PR #258, opened 2019-07-23
add pins needed for the linux-armv7l platform

jjhelmus:
Checklist

### DIFF
--- a/recipe/conda_build_config.yaml
+++ b/recipe/conda_build_config.yaml
@@ -13,6 +13,7 @@ c_compiler:
   # non-standard arches get built with gcc
   - gcc                        # [aarch64]
   - gcc                        # [ppc64le]
+  - gcc                        # [armv7l]
 
   - vs2008                     # [win]
   - vs2015                     # [win]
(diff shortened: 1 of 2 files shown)


scopatz:
This seems reasonable to me.  Is there any reason not to merge it?

xhochy:
Also looks fine to me. I think the only open item will be how the migrator shall look but that is something to be discussed in https://github.com/regro/cf-scripts

CJ-Wright:
@xhochy can you open an issue on cf-scripts? I think we can reuse the existing arch migration things, and maybe bump the object number? This would cause a restart of the entire arch rebuild, which I presume would then catch the new arch @mariusvniekerk what do you think?

jjhelmus:
> I think we can reuse the existing arch migration things, and maybe bump the object number?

——————

**Task description:** Search the material above for lines containing the string "scripts", then pull them out.

**Response for this exercise:**
Also looks fine to me. I think the only open item will be how the migrator shall look but that is something to be discussed in https://github.com/regro/cf-scripts
@xhochy can you open an issue on cf-scripts? I think we can reuse the existing arch migration things, and maybe bump the object number? This would cause a restart of the entire arch rebuild, which I presume would then catch the new arch @mariusvniekerk what do you think?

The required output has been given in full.